No cabe duda que Isabel de Portugal fue el mejor apoyo y la más eficaz ayuda de Carlos I, “el gran ayudador de su gobierno” como la motejara en broma su propio marido. Esta gentil figura femenina, como reina de España, posee una dimensión propia. El emperador llevó una vida muy ajetreada, lejos de los placeres mundanos. Hubo de atender sus deberes en los Países Bajos, Alemania, Italia y mantener la cruzada contra los turcos, así como defender a la Iglesia contra los otomanos o la doctrina protestante. Mientras el monarca se enfrentaba a este cúmulo de problemas políticos y religiosos, Isabel se ocupaba del gobierno de España con gran pericia.

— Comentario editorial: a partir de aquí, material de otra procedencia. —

PR #1622, opened 2026-07-29
feat(cli): add sanity new, sanity projects unclaimed

shapirodaniel:
### Description

Adds the first self-contained sanity new flow: mint an unclaimed project, optionally scaffold a connected Studio and Next.js app, and retain local recovery details.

Trece años vivió doña Isabel en España como emperatriz del Sacro Imperio Romano Germánico y reina de España, de los que en cinco veces actuó como gobernadora de los reinos españoles. La soberana deambulaba de un lugar a otro del país igual que hiciera su abuela Isabel la Católica. En cada despedida de Carlos “derramaba la emperatriz amargo llanto”. Le escribía con frecuencia y le decía: “Vuestro pronto regreso causará la felicidad destos reynos, y sobre todo la mía”. El César le contestaba en parecido tenor. Isabel estaba muy enamorada de su marido. Le reconocía grande y poderoso, tanto como persona como por su alta condición, tenía fe ciega en él, y de ahí su respeto y acatamiento. Con agrado aceptó sus enseñanzas para la buena gobernación de los reinos, de modo que reveló su talento y cordura cuando tuvo que gobernarlos. Eran un ejemplo de felicidad conyugal en la familia real, que no se conocía desde los tiempos de los Reyes Católicos, lo que dio lugar a la popularidad de Carlos I.

Seis hijos tuvo la emperatriz, de los que tres sobrevivieron: Felipe II, rey de España; María, casada con el emperador alemán Maximiliano II; y Juana, que contrajo matrimonio con el príncipe don Juan de Portugal. El último le costó la vida en Toledo el 1º de mayo de 1539, cuando contaba treinta cinco años de edad. La muerte de la emperatriz le produjo un gran desconsuelo a don Carlos, que se encerró para ocultar su pena en el monasterio toledano de Santa María de Sisla, encargando a su amigo, el marqués de Lombay, que llevase el cuerpo de su mujer, tan admirable como admirada, al panteón real de Granada, la ciudad que los acogió en su luna de miel.

Cuando el cortejo fúnebre llegó a su destino tuvo que abrirse el féretro según lo dispuesto para que el noble diera fe de que entregaba la encomienda recibida. Entonces se mostró el rostro de Isabel, antes tan hermoso, ahora putrefacto, despidiendo el cadáver un hedor insoportable. Y fue tan grande la impresión que recibió el marqués ante tal espectáculo que en ese instante se propuso “no más servir a señores que en gusanos se convierten”, y allí renunció a las pompas terrenales para dedicarse al servicio de Dios. Cuando enviudó ingresó en la Compañía de Jesús y se hizo jesuita. Cien años más tarde fue canonizado con el nombre de san Francisco de Borja.

Don Carlos nunca olvidó a su maravillosa mujer; desde entonces vistió de luto y se negó a contraer nuevo matrimonio. Se aplicó en la formación de su único hijo varón, el príncipe Felipe, entonces un niño de doce años, al que tenía un gran cariño. Siete años después de quedar viudo tuvo con la cortesana flamenca Bárbara Blomberg un hijo, que luego sería don Juan de Austria, héroe de la de Lepanto. A los cincuenta y seis años de edad, Carlos I de España y V de Alemania, cansado y enfermo, se cobijó en el monasterio extremeño de Yuste, donde permaneció hasta su muerte. Cuentan las crónicas que en sus aposentos contemplaba el bello retrato de su esposa pintado por Tiziano. A las dos y media de la madrugada del 21 de septiembre de 1558 entregó su alma a Dios.